An ophthalmologist that includes a scanning optical system that three-dimensionally scans laser light emitted from a laser light source and irradiates each target position corresponding to a preset treatment region with laser light to treat a patient's ocular lens Laser surgical device for
The first data set relating to the structure of the patient's eye lens acquired in advance for planning the treatment region including the lens of the patient's eye, which is arranged as a separate housing from the ophthalmic laser surgical apparatus The patient's eye acquired when the first data set acquired by the anterior segment tomography apparatus and the treatment area are planned, and then the treatment with the laser light is performed based on the planned treatment area A second data set relating to the structure of the crystalline lens, the second data set obtained by the anterior segment tomography device provided in the ophthalmic laser surgical apparatus ,
A change that compares the first data set with the second data set to obtain change information of the patient's eye that is at least one of structural change information of the patient's eye and change information of the gaze direction of the patient's eye An ophthalmic laser surgical apparatus comprising an information acquisition unit.
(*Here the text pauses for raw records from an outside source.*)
PR #3940, opened 2024-06-25
DestinationField StringMap update

mastercactapus:
**Description:**
Updates DestinationField and dependants to use the `args` field with StringMap

**Out of Scope:**
UserContactMethodForm and related components currently have a placeholder solution and will be updated in the next PR.

N/A

N/A


web/src/app/users/UserContactMethodForm.tsx
```diff
@@ -123,6 +123,19 @@ export default function UserContactMethodForm(
...
+                value: v,
+              }))
+            }}
+            mapValue={(v: FieldValueInput[]): StringMap => {
+              const map: StringMap = {}
+              v.forEach((fv) => {
+                map[fv.fieldID] = fv.value
+              })
+              return map
+            }}
```
Forfold, line 138: Potential cleanup:

```suggestion
            mapValue={(v: FieldValueInput[]): StringMap => (
              v.map((i) => ({
                [i.fieldID]: i.value
              }))
            )}
```

mastercactapus: This will return an array of objects like this `[{foo: 'bar'}, {bin: 'baz'}]` rather than `{foo: 'bar', bin: 'baz'}`

Forfold (approved):

web/src/app/users/UserContactMethodForm.tsx
Forfold: Oops! I missed that in the variable definition.

mastercactapus: np, renamed the var for clairity

allending313 (approved):

PR #3943, opened 2024-06-26
dest: update user forms to use StringMap instead of FieldValuePair[]

mastercactapus:
**Description:**
Updates the user contact method forms to use the `args` field of DestinationInput

Follow up to #3940


web/src/app/users/UserContactMethodCreateDialog.tsx
```diff
@@ -84,7 +81,13 @@ export default function UserContactMethodCreateDialog(props: {
...
     <UserContactMethodForm
       disabled={createCMStatus.fetching}
-      errors={formErrors}
+      nameError={errs.getErrorByPath('createUserContactMethod.input.name')}
+      destTypeError={errs.getErrorByPath(
+        'createUserContactMethod.input.dest.type',
+      )}
+      destFieldErrors={errs.getErrorMap(
+        /createUserContactMethod.input.dest(.args)?/,
+      )}
```
Forfold, line 90: Would it be worth just passing the errors object to the form, and the form can decide the names of the fields for error messaging?

mastercactapus: The form does that by the prop names (e.g., `nameError`). The path is specific to the GraphQL request, which the dialog owns, so it's responsibility is to determining what error from the response is for the `name` and the form controls how to display an error on the `name` field.

mastercactapus: Think of how an input field just has an `error` prop to indicate it's in error, and the form just has separate `*error` props for the individual fields. Both don't care/know where the error comes from.

mastercactapus: This was intentional to decouple our forms from the API in favor of being explicit and handling all API mapping (both input and output) in whatever component is making the API call

Forfold: Sounds good- that makes sense. I was thinking in the sense of decoupling the Form from the Dialog, since right now it's more separate just to keep the lines down in the file (can't have one without the other), which is why I thought maybe moving that down a level would be fine, to save on adding to props/interfaces.

This works though 👍 I'll resolve.

Forfold (approved):

allending313 (approved):

PR #3971, opened 2024-07-08
engine: fix for notification channel deduplication migration

mastercactapus:
**Description:**
Fixes a big issue with the notification channel deduplication migration.

- Introduces the ability to add data to the `migrations_test.go` tests.
- Updates the dedup migration so other updates will retain the dedup table
- Uses the dedup table to do a 1-time migration of the `schedule_data` table as necessary
- Adds a smoketest that reproduces the bug (try disabling the schedule manager migration code to see the fkey error)

**Out of Scope**
- For instances updated between the problematic migration and this fix (nightly builds June 29th - July 9th) another PR will be opened with a fix to bypass the error so schedules don't get stuck.


engine/schedulemanager/queries.sql
```diff
@@ -0,0 +1,35 @@
+-- name: SchedMgrGetNCIDs :many
+SELECT
+    id
+FROM
+    notification_channels;
```
Forfold, line 5: doesn't seem to be used when I search

engine/schedulemanager/scheduledata.go
```diff
@@ -0,0 +1,97 @@
...
+			}
+			data.V1.OnCallNotificationRules[i].ChannelID = newID
+			hadUpdate = true
+		}
+		if !hadUpdate {
+			db.migrateSchedIDs = db.migrateSchedIDs[1:]
+			continue
+		}
+
+		newData, err := json.Marshal(data.V1.OnCallNotificationRules) // important that we are only updating the V1.OnCallNotifications field.
```
Forfold, line 76: can you briefly add why it is important?

Forfold (changes requested):

Forfold (dismissed):

allending313 (approved):

Forfold (approved):

allending313 (approved):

A fixation guidance unit for moving the fixation position of the fixation target to be presented to the patient's eye and guiding the fixation direction of the patient's eye;
The gaze direction of the patient eye relative to when the first data set used for planning is acquired by controlling the fixation guiding unit based on the change information of the gaze direction of the patient eye acquired by the change information acquisition unit. 2. The ophthalmic laser surgical apparatus according to claim 1 , further comprising: a control unit that corrects a change in the first and second steps.   A setting unit configured to set the irradiation position of the laser beam based on the treatment area planned based on the first data set and the change information of the patient's eye acquired by the change information acquisition unit; The ophthalmic laser surgical apparatus according to claim 1 or 2.